→ **About this task**:
Reproduce the records exactly, beginning with their first line and ending with the line that contains "-69,7 +69,7 @@ namespace Nethermind.Evm.TransactionProcessing", and output nothing more.

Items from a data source
PR #7983, opened 2024-12-30
Reduce parallel prewarming overwork

benaadams:
## Changes

To prewarm faster than main thread

- `ExecutionOptions.Warmup` => `ExecutionOptions.SkipValidation`
- `ExecutionOptions.NoValidation` => `ExecutionOptions.SkipValidationAndCommit` (which is  `SkipValidation` | `Commit`)
- Then skip validations based on the `SkipValidation` flag rather than the previous `NoValidation` flag which also needed the tx to `Commit` and wasn't the flag prewarming was using
- Use actual tx don't clone them
- Don't clone block header

Fastest code is the code that doesn't run

- [x] Optimization

#### Requires testing

- [x] No

### DIFF
--- a/src/Nethermind/Nethermind.Evm/TransactionProcessing/TransactionProcessor.cs
+++ b/src/Nethermind/Nethermind.Evm/TransactionProcessing/TransactionProcessor.cs
@@ -69,7 +69,7 @@ namespace Nethermind.Evm.TransactionProcessing
             /// <summary>
             /// Skip potential fail checks and commit state after execution
             /// </summary>
-            System = Commit | SkipValidation,
+            SkipValidationAndCommit = Commit | SkipValidation,
 
             /// <summary>
             /// Commit and later restore state also skip validation, use for CallAndRestore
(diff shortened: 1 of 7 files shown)


src/Nethermind/Nethermind.Evm/TransactionProcessing/TransactionProcessor.cs
```diff
@@ -696,7 +696,7 @@ protected virtual void ExecuteEvmCall(
             WorldState.Restore(snapshot);
 
         Complete:
-            if (!opts.HasFlag(ExecutionOptions.NoValidation))
+            if (!opts.HasFlag(ExecutionOptions.SkipValidation))
```
LukaszRozmej, line 699: I was worried that we might modify the header, but we probably are not modifying it?

LukaszRozmej (approved):

src/Nethermind/Nethermind.Evm/TransactionProcessing/TransactionProcessor.cs
benaadams: Not inside a single tx run as we aren't doing block processing

PR #7985, opened 2024-12-31
RBuilder rpc

asdacap:
## Changes
This PR adds support for NMC as _remote state provider_ for [rbuilder](https://github.com/flashbots/rbuilder) 

## Types of changes
We have added new JSON RPC namespace `rbuilder_` with following endpoints:
1. rbuilder_getCodeByHash
2. rbuilder_calculateStateRoot
3. rbuilder_getAccount
4. rbuilder_getBlockHash

The last 2 could've been handled with `eth_getProof` and `eth_getBlockByNumber`, but the reason we have added new, rbuilder-specific calls, is performance. We want to send as little data as possible (e.g. just block hash instead of the whole block (header)) as well as to execute this as quickly as possible.  This is because there are _a lot_ of these calls and we want  to maintain the the lowest latency possible (in range of couple hundred micro_s).

- [ ] Optimization
- [ ] Refactoring
- [ ] Documentation update
- [ ] Build-related changes
- [ ] Other: _Description_

#### Requires testing

- [x] Yes
- [ ] No

- [x] Yes
- [ ] No

#### Notes on testing

This was extensively tested on mainnet node & rbuilder for weeks, it works :)


mralj:
@asdacap I've just realised that we'll probably have to update the RPC call for the `rbuilder_getCodeByHash` to accept the `BlockParameter` param. 

When constructing `rbuilder` _provider_, the provider can be specified per block (so basically we are dealing with the state at some block in history). So this scenario should be possible:
1. EOA deploys contract at some address in block no. 100
2. On `rbuilder` we create provider for block  no. 99
3. Since we don't provide the `BlockParameter` to the RPC call, the call will refer to the latest state where contract exists and `rbuilder_getCodeByHash` will return code
4. Expected behaviour was to return _not found_

Am I correct?

asdacap:
Hmm... that is true. In that case you'll need to change rbuilder to use `eth_getCode` as internally, there is no way of knowing which block does a code get inserted.

asdacap:
The address would know the right code hash at which block, so it would have the history.

mralj:
Sorry I'm not sure I 100% understood you.  So to double-check:
If you receive both `code_hash` AND `BlockParameter` from `rbuilder` - this is still not enough, you'll need the `address` as well? 
Or I misunderstood you and having `code_hash` and `BlockParameter` is enough for this call to work properly?

asdacap:
There is no way to know when a `code_hash` is set. In fact, a lot of the time many account share the same code hash, so who knows which contract set it first. However, the account contains the code hash. It is possible to know the state of the account at a particular block, so if the `code_hash` of the account change, we could know it.

mralj:
> There is no way to know when a `code_hash` is set. In fact, a lot of the time many account share the same code hash, so who knows which contract set it first. However, the account contains the code hash. It is possible to know the state of the account at a particular block, so if the `code_hash` of the account change, we could know it.

Ok, let's then leave this as is, and if it provides problematic in practice, we'll tackle it then.

src/Nethermind/Nethermind.JsonRpc/Modules/Rbuilder/RbuilderRpcModule.cs
```diff
@@ -0,0 +1,162 @@
...
+    {
+        return ResultWrapper<byte[]>.Success(worldStateManager.GlobalStateReader.GetCode(hash));
+    }
+
+    public ResultWrapper<Hash256> rbuilder_calculateStateRoot(BlockParameter blockParam, IDictionary<Address, AccountChange> accountDiff)
+    {
+        BlockHeader? blockHeader = blockFinder.FindHeader(blockParam);
+        if (blockHeader is null)
+        {
+            return ResultWrapper<Hash256>.Fail("Block not found");
```
LukaszRozmej, line 32: error code?

```suggestion
            return ResultWrapper<Hash256>.Fail("Block not found", ErrorCodes.ResourceNotFound);
```

src/Nethermind/Nethermind.JsonRpc/Modules/Rbuilder/RbuilderRpcModule.cs
```diff
@@ -0,0 +1,162 @@
...
+                        {
+                        }
+                        else
+                        {
+                            worldState.SubtractFromBalance(address, originalBalance - accountChange.Balance.Value, releaseSpec);
+                        }
+
+                        if (worldState.GetBalance(address) != accountChange.Balance.Value)
+                        {
+                            throw new Exception("Balance is not same!? Why?");
```
LukaszRozmej, line 84: `ResultWrapper<Hash256>.Fail` rather than throwing base `Exception`?

src/Nethermind/Nethermind.JsonRpc/Modules/Rbuilder/RbuilderRpcModule.cs
```diff
@@ -0,0 +1,162 @@
...
+                    worldState.InsertCode(address, accountChange.CodeHash, Array.Empty<byte>(), releaseSpec, false);
+                }
+
+                if (accountChange.ChangedSlots is not null)
+                {
+                    foreach (KeyValuePair<UInt256, UInt256> changedSlot in accountChange.ChangedSlots)
+                    {
+                        ReadOnlySpan<byte> bytes = changedSlot.Value.ToBigEndian();
+                        bool newIsZero = bytes.IsZero();
+                        bytes = !newIsZero ? bytes.WithoutLeadingZeros() : [0];
```
LukaszRozmej, line 105: introduce static for `[0]` - there is one in `Bytes` but it is `ReadOnlyMemory`

src/Nethermind/Nethermind.JsonRpc/Modules/Rbuilder/RbuilderRpcModule.cs
```diff
@@ -0,0 +1,162 @@
...
+                {
+                    // Note, this set CodeDb, but since this is a read only world state, it should do nothing.
+                    worldState.InsertCode(address, accountChange.CodeHash, Array.Empty<byte>(), releaseSpec, false);
+                }
+
+                if (accountChange.ChangedSlots is not null)
+                {
+                    foreach (KeyValuePair<UInt256, UInt256> changedSlot in accountChange.ChangedSlots)
+                    {
+                        ReadOnlySpan<byte> bytes = changedSlot.Value.ToBigEndian();
```
LukaszRozmej, line 103:
```suggestion
                        byte[] bytes = changedSlot.Value.ToBigEndian();
```

src/Nethermind/Nethermind.JsonRpc/Modules/Rbuilder/RbuilderRpcModule.cs
```diff
@@ -0,0 +1,162 @@
...
+                        bool newIsZero = bytes.IsZero();
+                        bytes = !newIsZero ? bytes.WithoutLeadingZeros() : [0];
+                        worldState.Set(new StorageCell(address, changedSlot.Key), bytes.ToArray());
```
LukaszRozmej, line 106:
```suggestion
                        worldState.Set(new StorageCell(address, changedSlot.Key), bytes);
```

src/Nethermind/Nethermind.JsonRpc/Modules/Rbuilder/RbuilderRpcModule.cs
```diff
@@ -0,0 +1,162 @@
...
+        }
+    }
+
+
+    public ResultWrapper<AccountState> rbuilder_getAccount(Address address, BlockParameter block)
+    {
+        BlockHeader? blockHeader = blockFinder.FindHeader(block);
+        if (blockHeader is null)
+        {
+            return ResultWrapper<AccountState>.Fail("Block not found");
```
LukaszRozmej, line 127:
```suggestion
            return ResultWrapper<Hash256>.Fail("Block not found", ErrorCodes.ResourceNotFound);
```

src/Nethermind/Nethermind.JsonRpc/Modules/Rbuilder/RbuilderRpcModule.cs
```diff
@@ -0,0 +1,162 @@
...
+    {
+        public IOverridableWorldScope Create()
+        {
+            return worldStateManager.CreateOverridableWorldScope();
+        }
+
+        public bool Return(IOverridableWorldScope obj)
+        {
+            obj.WorldState.Reset();
+            obj.WorldState.ResetOverrides();
```
LukaszRozmej, line 158: Should one invoke the other? Shouldn't there be some unification?

src/Nethermind/Nethermind.JsonRpc/Modules/Rbuilder/RbuilderRpcModule.cs
LukaszRozmej: Maybe there should be some helper methods in `ResultWrapper` for most used error types?

LukaszRozmej (commented):
Shouldn't it be in its own plugin?

src/Nethermind/Nethermind.JsonRpc/Modules/Rbuilder/RbuilderRpcModule.cs
mralj: This should never happen, so I agree with @asdacap having exception thrown here, that is if we don't remove this code.
I think @asdacap that we should delete this altogether?

src/Nethermind/Nethermind.JsonRpc/Modules/Rbuilder/RbuilderRpcModule.cs
mralj: @LukaszRozmej the `WithoutLeadingZeros` excepts `ReadOnlySpan<bytes>, and we  can refactor these 4  lines to simply:
```
ReadOnlySpan<byte> bytes = changedSlot.Value.ToBigEndian().WithoutLeadingZeros();
worldState.Set(new StorageCell(address, changedSlot.Key), bytes.ToArray());
```

Wdyt? 

Or should I add method `WithoutLeadingZeros` which accepts & returns byte[]  I'm not sure how much perf are we loosing with conversion `byte[] -> ReadOnlySpan -> byte[]`

src/Nethermind/Nethermind.JsonRpc/Modules/Rbuilder/RbuilderRpcModule.cs
asdacap: This is more like a debug actually.

src/Nethermind/Nethermind.JsonRpc/Modules/Rbuilder/RbuilderRpcModule.cs
asdacap: @tanishqjasoria is working on a more defined worldstate scope for verkle. I'm thinking of unifying this together with that.

src/Nethermind/Nethermind.JsonRpc/Modules/Rbuilder/RbuilderRpcModule.cs
asdacap: Removed

mralj:
> Shouldn't it be in its own plugin?

I thik this is better answered by @asdacap as he chose this path :)

LukaszRozmej:
> > Shouldn't it be in its own plugin?
> 
> @LukaszRozmej I think this is better answered by @asdacap as he chose this path :)

Maybe should go under flashbots: https://github.com/NethermindEth/nethermind/tree/master/src/Nethermind/Nethermind.Flashbots ?

mralj:
> > > Shouldn't it be in its own plugin?
> > 
> > 
> > @LukaszRozmej I think this is better answered by @asdacap as he chose this path :)
> 
> Maybe should go under flashbots: https://github.com/NethermindEth/nethermind/tree/master/src/Nethermind/Nethermind.Flashbots ?

I'm OK with this, @asdacap can you please do it, I have some more pressing tasks, and you will be much faster than me with this :)

asdacap:
Moved to flashbots plugin

mralj:
@LukaszRozmej tested after @asdacap moved this to plugin and merged with latest master, it's ready for re-reveiw :)

LukaszRozmej (approved):

PR #7989, opened 2025-01-01
Fix links in CONTRIBUTING.md

bocalhky:
hi sers, found that the two Discord links in CONTRIBUTING.md we're invalid, replaced them with [the one from the README](https://github.com/NethermindEth/nethermind/blob/master/README.md?plain=1#L12)

### DIFF
--- a/CONTRIBUTING.md
+++ b/CONTRIBUTING.md
@@ -8,11 +8,11 @@ We expect project participants to adhere to our [code of conduct](./CODE_OF_COND
 
 ## Asking questions and providing feedback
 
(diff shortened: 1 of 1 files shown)


rubo:
The changes don't adhere to our [contributing guidelines](https://github.com/NethermindEth/nethermind/blob/master/CONTRIBUTING.md#dos-and-donts). Thank you for your time and attention.

bocalhky:
don't think this is a simple grammar fix but sure, would suggest you change it though as who knows what discord someone might end up in while looking for it

PR #9569, opened 2025-10-26
Enable ProofRpcModuleTests fixture with non-zero gas price and system account

MozirDmitriy:
This PR enables the previously disabled TestFixture(true, true) in ProofRpcModuleTests to cover the scenario with a pre-created system account and non-zero gas price. The existing tests already account for the miner/system account inclusion in the collected accounts, so no additional logic changes were required. Enabling this fixture increases test coverage for proof_call behavior under paid gas conditions while keeping expectations aligned with current tracer and proof collection behavior.


LukaszRozmej:
doesn't work, feel free to reopen if fixed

→ **Expected answer**:
PR #7983, opened 2024-12-30
Reduce parallel prewarming overwork

benaadams:
## Changes

To prewarm faster than main thread

- `ExecutionOptions.Warmup` => `ExecutionOptions.SkipValidation`
- `ExecutionOptions.NoValidation` => `ExecutionOptions.SkipValidationAndCommit` (which is  `SkipValidation` | `Commit`)
- Then skip validations based on the `SkipValidation` flag rather than the previous `NoValidation` flag which also needed the tx to `Commit` and wasn't the flag prewarming was using
- Use actual tx don't clone them
- Don't clone block header

Fastest code is the code that doesn't run

- [x] Optimization

#### Requires testing

- [x] No

### DIFF
--- a/src/Nethermind/Nethermind.Evm/TransactionProcessing/TransactionProcessor.cs
+++ b/src/Nethermind/Nethermind.Evm/TransactionProcessing/TransactionProcessor.cs
@@ -69,7 +69,7 @@ namespace Nethermind.Evm.TransactionProcessing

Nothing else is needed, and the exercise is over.